▸ **THE PROBLEM**
Restate the whole of the data verbatim, omitting nothing.
/---
PR #3227, opened 2023-04-26
Storybook & build setup for css

siddharthkp:
- Follow up for https://github.com/primer/react/pull/3226
- Subset of https://github.com/primer/react/pull/3065


src/drafts/CSSComponent/component.module.css
```diff
@@ -0,0 +1,6 @@
+.component {
+  background-color: tomato;
+  color: white;
+  width: fit-content;
+  padding: 0.625rem 0.75rem;
```
siddharthkp, line 5: not using primer/primitives yet, will create another follow up PR for that! (it has complexities related to theming)

src/drafts/CSSComponent/index.tsx
```diff
@@ -0,0 +1,7 @@
+import React from 'react'
+import merge from 'classnames'
+import classNames from './component.module.css'
+
+export const Component: React.FC<React.HTMLProps<HTMLDivElement>> = ({className, ...props}) => {
```
colebemis, line 5: What purpose does this component serve?

siddharthkp: No purpose to the user, I added this as a temporary component to show in storybook and to build with rollup

colebemis: Isn't that what Button2 was for?

src/drafts/CSSComponent/component.module.css
langermank: Happy to pair or collab async on this!

src/drafts/CSSComponent/index.tsx
siddharthkp: Yep, that PR became too messy to maintain, so I wanted to set up a generic dev environment, before getting into Button specifics in a new PR

.storybook/main.js
```diff
@@ -15,6 +15,10 @@ module.exports = {
         optimizationLevel: 2,
       },
     },
+    {
+      name: 'storybook-css-modules',
```
joshblack, line 19: Would we eventually move to https://www.npmjs.com/package/@storybook/addon-styling or is there something specific about `storybook-css-modules` that we're relying on 👀

rollup.config.js
```diff
@@ -111,6 +112,11 @@ const baseConfig = {
     resolve({
       extensions,
     }),
+    postcss({
+      extract: 'components.css',
+      autoModules: false,
+      modules: {generateScopedName: 'prc_[local]-[hash:base64:5]'},
+    }),
```
joshblack, line 119: Is it possible with the plugin to emit outside of the target directory? e.g. instead of emitting both to `lib-esm/components.css` and `lib/components.css` could we emit to `css/components.css`?

joshblack (approved):
🥳 Just left a couple of questions, excited to see this get started!

.storybook/main.js
siddharthkp: We should be able to move to the storybook addon once we upgrade to storybook v7

rollup.config.js
siddharthkp: I think it should be possible. I'll try it :)

Issue #2773, opened 2023-01-13
Pagination enhancement: support responsive values for the `showPages` prop


mperrotti:
Currently, the "[previous/next pagination](https://primer.style/react/Pagination#previousnext-pagination)" variant is boolean. It would be useful if we could choose to use that variant for specific viewport ranges.

This came up while working on the [DataTable](https://primer.style/design/components/data-table). We'd like to hide the page numbers on smaller viewports.

Example:
<img width="664" alt="Screenshot 2023-01-13 at 3 47 09 PM" src="https://user-images.githubusercontent.com/2313998/212416223-3b76a58c-0b1d-4d18-9d5c-403a8da47e4f.png">

PR #3390, opened 2023-06-07
Make the `showPages` prop on our Pagination components responsive

mperrotti:
The `showPages` prop on both Pagination components can now accept a responsive value.

Closes https://github.com/primer/react/issues/2773

### Screenshots

https://github.com/primer/react/assets/2313998/1942a266-0c39-45d3-a60f-8ef07eaa8f53

### Merge checklist

- [ ] Added/updated tests
- [x] Tested in Chrome
- [ ] Tested in Firefox
- [ ] Tested in Safari
- [ ] Tested in Edge


mperrotti:
@joshblack - instead of building it in, I wanted to give users the option to change the value for different viewport sizes. For example, I might be using pagination in a narrow sidebar on wide screens, so I'd want to set `showPages={{wide: false}}`

joshblack:
@mperrotti would this be a good case for container queries where we could make that decision based on the container size? The ideal here seems to be that we should show the pages if there is space and hide them if there is not and that could be a way of baking that in without having to customize it / tie it to media queries if the width isn't really tied to the viewport width.

mperrotti:
@joshblack - I agree that this could be a great use for container queries. Do you think I should refactor before we merge this?

joshblack:
@mperrotti if we end up using container queries, would it be that `showPages` would still be a `prop` or would this be something that is handled automatically? (only show pages if there is space)

I think if, with container queries, this behavior becomes automatic that'd be a huge win but if it's just a different way to implement `showPages` then I totally would get thinking of this as an implementation detail.

mperrotti:
> I think if, with container queries, this behavior becomes automatic that'd be a huge win

Great idea! I think it makes sense to just make this behavior automatic.

mperrotti:
@joshblack - `styled-components` won't support container queries until v6 🤬

https://github.com/styled-components/styled-components/issues/3911

Should we:
1. hold off on this until we upgrade to styled-components v6
2. merge as-is and make a breaking API change later if we still think it's better to automatically hide the page numbers for containers of a certain size
3. merge as-is and plan to keep this new `showPages` API
4. something else

There are trade-offs to all of those options, but I think **option 2** is looking the best to me right now. If you have any other ideas about how we might work around this, let me know!

src/DataTable/Pagination.tsx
\---
▸ **EXERCISE RESULT**
PR #3227, opened 2023-04-26
Storybook & build setup for css

siddharthkp:
- Follow up for https://github.com/primer/react/pull/3226
- Subset of https://github.com/primer/react/pull/3065


src/drafts/CSSComponent/component.module.css
```diff
@@ -0,0 +1,6 @@
+.component {
+  background-color: tomato;
+  color: white;
+  width: fit-content;
+  padding: 0.625rem 0.75rem;
```
siddharthkp, line 5: not using primer/primitives yet, will create another follow up PR for that! (it has complexities related to theming)

src/drafts/CSSComponent/index.tsx
```diff
@@ -0,0 +1,7 @@
+import React from 'react'
+import merge from 'classnames'
+import classNames from './component.module.css'
+
+export const Component: React.FC<React.HTMLProps<HTMLDivElement>> = ({className, ...props}) => {
```
colebemis, line 5: What purpose does this component serve?

siddharthkp: No purpose to the user, I added this as a temporary component to show in storybook and to build with rollup

colebemis: Isn't that what Button2 was for?

src/drafts/CSSComponent/component.module.css
langermank: Happy to pair or collab async on this!

src/drafts/CSSComponent/index.tsx
siddharthkp: Yep, that PR became too messy to maintain, so I wanted to set up a generic dev environment, before getting into Button specifics in a new PR

.storybook/main.js
```diff
@@ -15,6 +15,10 @@ module.exports = {
         optimizationLevel: 2,
       },
     },
+    {
+      name: 'storybook-css-modules',
```
joshblack, line 19: Would we eventually move to https://www.npmjs.com/package/@storybook/addon-styling or is there something specific about `storybook-css-modules` that we're relying on 👀

rollup.config.js
```diff
@@ -111,6 +112,11 @@ const baseConfig = {
     resolve({
       extensions,
     }),
+    postcss({
+      extract: 'components.css',
+      autoModules: false,
+      modules: {generateScopedName: 'prc_[local]-[hash:base64:5]'},
+    }),
```
joshblack, line 119: Is it possible with the plugin to emit outside of the target directory? e.g. instead of emitting both to `lib-esm/components.css` and `lib/components.css` could we emit to `css/components.css`?

joshblack (approved):
🥳 Just left a couple of questions, excited to see this get started!

.storybook/main.js
siddharthkp: We should be able to move to the storybook addon once we upgrade to storybook v7

rollup.config.js
siddharthkp: I think it should be possible. I'll try it :)

Issue #2773, opened 2023-01-13
Pagination enhancement: support responsive values for the `showPages` prop


mperrotti:
Currently, the "[previous/next pagination](https://primer.style/react/Pagination#previousnext-pagination)" variant is boolean. It would be useful if we could choose to use that variant for specific viewport ranges.

This came up while working on the [DataTable](https://primer.style/design/components/data-table). We'd like to hide the page numbers on smaller viewports.

Example:
<img width="664" alt="Screenshot 2023-01-13 at 3 47 09 PM" src="https://user-images.githubusercontent.com/2313998/212416223-3b76a58c-0b1d-4d18-9d5c-403a8da47e4f.png">

PR #3390, opened 2023-06-07
Make the `showPages` prop on our Pagination components responsive

mperrotti:
The `showPages` prop on both Pagination components can now accept a responsive value.

Closes https://github.com/primer/react/issues/2773

### Screenshots

https://github.com/primer/react/assets/2313998/1942a266-0c39-45d3-a60f-8ef07eaa8f53

### Merge checklist

- [ ] Added/updated tests
- [x] Tested in Chrome
- [ ] Tested in Firefox
- [ ] Tested in Safari
- [ ] Tested in Edge


mperrotti:
@joshblack - instead of building it in, I wanted to give users the option to change the value for different viewport sizes. For example, I might be using pagination in a narrow sidebar on wide screens, so I'd want to set `showPages={{wide: false}}`

joshblack:
@mperrotti would this be a good case for container queries where we could make that decision based on the container size? The ideal here seems to be that we should show the pages if there is space and hide them if there is not and that could be a way of baking that in without having to customize it / tie it to media queries if the width isn't really tied to the viewport width.

mperrotti:
@joshblack - I agree that this could be a great use for container queries. Do you think I should refactor before we merge this?

joshblack:
@mperrotti if we end up using container queries, would it be that `showPages` would still be a `prop` or would this be something that is handled automatically? (only show pages if there is space)

I think if, with container queries, this behavior becomes automatic that'd be a huge win but if it's just a different way to implement `showPages` then I totally would get thinking of this as an implementation detail.

mperrotti:
> I think if, with container queries, this behavior becomes automatic that'd be a huge win

Great idea! I think it makes sense to just make this behavior automatic.

mperrotti:
@joshblack - `styled-components` won't support container queries until v6 🤬

https://github.com/styled-components/styled-components/issues/3911

Should we:
1. hold off on this until we upgrade to styled-components v6
2. merge as-is and make a breaking API change later if we still think it's better to automatically hide the page numbers for containers of a certain size
3. merge as-is and plan to keep this new `showPages` API
4. something else

There are trade-offs to all of those options, but I think **option 2** is looking the best to me right now. If you have any other ideas about how we might work around this, let me know!

src/DataTable/Pagination.tsx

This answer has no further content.